» What needs to be done
Each line of the listing where "opened" appears should be reported.

_____

PR #7541, opened 2024-05-30
feat(types,medusa): add inventory quantity to products endpoint

riqwan:
what:

- when inventory_quantity is requested through the API, we calculate the inventory based on sales channels + stock locations and return the total available inventory.

A variant can have multiple inventory items. As an example:

Table: (variant)
  - 4 (required_quantity via link) x legs (inventory item)
  - 2 x table top

Only if all individual inventory items of a variant are available, do we mark the variant as available as a single unit. 

RESOLVES CORE-2187

### DIFF
--- a/integration-tests/modules/__tests__/product/store/index.spec.ts
+++ b/integration-tests/modules/__tests__/product/store/index.spec.ts
@@ -451,6 +451,7 @@ medusaIntegrationTestRunner({
               ContainerRegistrationKeys.REMOTE_LINK
             )
 
+            // TODO: Missing API endpoint. Remove this when its available
             await remoteLink.create([
               {
                 [Modules.SALES_CHANNEL]: { sales_channel_id: salesChannel1.id },
@@ -468,6 +469,7 @@ medusaIntegrationTestRunner({
               ContainerRegistrationKeys.REMOTE_LINK
             )
 
+            // TODO: Missing API endpoint. Remove this when its available
             await remoteLink.create([
               {
                 [Modules.PRODUCT]: { variant_id: variant.id },
@@ -514,6 +516,7 @@ medusaIntegrationTestRunner({
               ContainerRegistrationKeys.REMOTE_LINK
             )
 
+            // TODO: Missing API endpoint. Remove this when its available
             await remoteLink.create([
               {
                 [Modules.PRODUCT]: { variant_id: variant.id },


packages/medusa/src/api/store/products/helpers.ts
```diff
@@ -8,3 +14,96 @@ export const refetchProduct = async (
...
 }
+
+type VariantInventoryType = {
+  variant_id: string
+  variant: { manage_inventory: boolean }
+  required_quantity: number
+  inventory: InventoryItemDTO
+}
+
+export const wrapVariantsWithInventoryQuantity = async (
```
riqwan, line 25: @carlos-r-l-rodrigues @olivermrbl - I didn't need to query the module directly, so I moved it into a helper. Does this still need to be a workflow?

olivermrbl: This is nice @riqwan!

I am fine keeping it like this for the time being

packages/medusa/src/api/store/products/middlewares.ts
```diff
@@ -23,6 +26,35 @@ export const storeProductRoutesMiddlewares: MiddlewareRoute[] = [
...
+          const withInventoryQuantity = req.remoteQueryConfig.fields.some(
+            (field) => field.includes("variants.inventory_quantity")
+          )
+
+          req.remoteQueryConfig.fields = req.remoteQueryConfig.fields.filter(
+            (field) => !field.includes("variants.inventory_quantity")
+          )
+
+          return withInventoryQuantity
+        },
```
olivermrbl: suggestion(non-blocking): We could kill this dedicated context property, move the logic here to `stock_location_id`, and check the `remoteQueryConfig.fields` in the route? Just to have fewer magic props

packages/medusa/src/api/utils/middlewares/common/set-context.ts
```diff
@@ -0,0 +1,22 @@
+import { NextFunction } from "express"
+import { MedusaRequest } from "../../../../types/routing"
+
+export function setContext(context: Record<string, any>) {
```
olivermrbl, line 4: nice!

olivermrbl (approved):
LGTM, very nice!

adrien2p (approved):
LGTM, Nothing more to say than the already provided comment, maybe one thing, I would extract the context function from the middlewares to some helper to not pollute the middleware file but otherwise 👍

packages/medusa/src/api/store/products/helpers.ts
```diff
@@ -8,3 +14,96 @@ export const refetchProduct = async (
...
+
+    for (const link of links) {
+      const requiredQuantity = link.required_quantity
+      const availableQuantity = (link.inventory.location_levels || []).reduce(
+        (sum, level) => sum + level.available_quantity || 0,
+        0
+      )
+
+      // This will give us the maximum deliverable quantities for each inventory item
+      const maxInventoryQuantity = Math.round(
```
carlos-r-l-rodrigues: `Math.floor`?

carlos-r-l-rodrigues (approved):

packages/medusa/src/api/store/products/helpers.ts
riqwan: Good catch! :D 
```suggestion
      const maxInventoryQuantity = Math.floor(
```

integration-tests/modules/__tests__/product/store/index.spec.ts
```diff
@@ -356,6 +364,212 @@ medusaIntegrationTestRunner({
...
+              },
+            ])
+          })
+
+          it("should list all inventory items for a variant", async () => {
+            const remoteLink = appContainer.resolve(
+              ContainerRegistrationKeys.REMOTE_LINK
+            )
+
+            await remoteLink.create([
```
sradevski, line 473: Shouldn't this be supported through the product HTTP API? If we are doing this simply because it isn't yet, let's add a TODO here

packages/medusa/src/api/store/products/middlewares.ts
sradevski: Yup I agree with this approach as well

packages/medusa/src/api/store/products/helpers.ts
sradevski, line 25: The function feels a bit overwhelming, so maybe we can reduce complexity by splitting the code up a bit? Not a blocker for sure, just something I felt while reading the code.

sradevski (approved):
LGTM overall!

packages/medusa/src/api/store/products/helpers.ts
riqwan: Any recommendations? Most of the function is just gathering data and a few lines of code to calculate

packages/medusa/src/api/store/products/helpers.ts
```diff
@@ -8,3 +14,117 @@ export const refetchProduct = async (
...
+  links.forEach((link) => {
+    const array: VariantInventoryType[] =
+      variantInventoriesMap.get(link.variant_id) || []
+
+    array.push(link)
+
+    variantInventoriesMap.set(link.variant_id, array)
+  })
+
+  for (const variant of variants || []) {
```
sradevski, line 80: @riqwan maybe from here until the end of the loop can be extracted into a function, WDYT? Anyway I leave it up to you, it isn't a big deal TBH

PR #7548, opened 2024-05-30
chore: use product variant workflow in product create workflow

riqwan:
what:

- reuses the product variant create workflow inside product create workflow


adrien2p (approved):
Looks good, does that mean we dont use the product create cascade, I think it is fine since we are doing plenty of other things that are hard to maintain/compute

riqwan:
@adrien2p yeah we lose that aspect, but this one is more maintainable as we add more stuff to it like inventory creation as a part of variants.

sradevski (approved):
Nice 👍

PR #7550, opened 2024-05-30
chore(utils): added TSDocs to AbstractAuthModuleProvider

shahednasser:
Added TSDocs to AbstractAuthModuleProvider. These are used to generate the reference on how to create an auth provider module.


packages/core/utils/src/auth/abstract-auth-provider.ts
```diff
@@ -26,11 +106,195 @@ export abstract class AbstractAuthModuleProvider implements IAuthProvider {
       config.displayName
   }
 
+  /**
+   * This method authenticates the user.
+   * 
+   * If the authentication requires an action to perform with a third-party service, such as login with
```
sradevski: "The authentication happens either by directly authenticating or returning a redirect URL to continue the authentication with a third party provider."

Or something along those lines, to make it a bit clearer that there are basically 2 ways `authenticate` behaves

sradevski (approved):

sradevski (approved):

_____

» Exercise solution
PR #7541, opened 2024-05-30
PR #7548, opened 2024-05-30
PR #7550, opened 2024-05-30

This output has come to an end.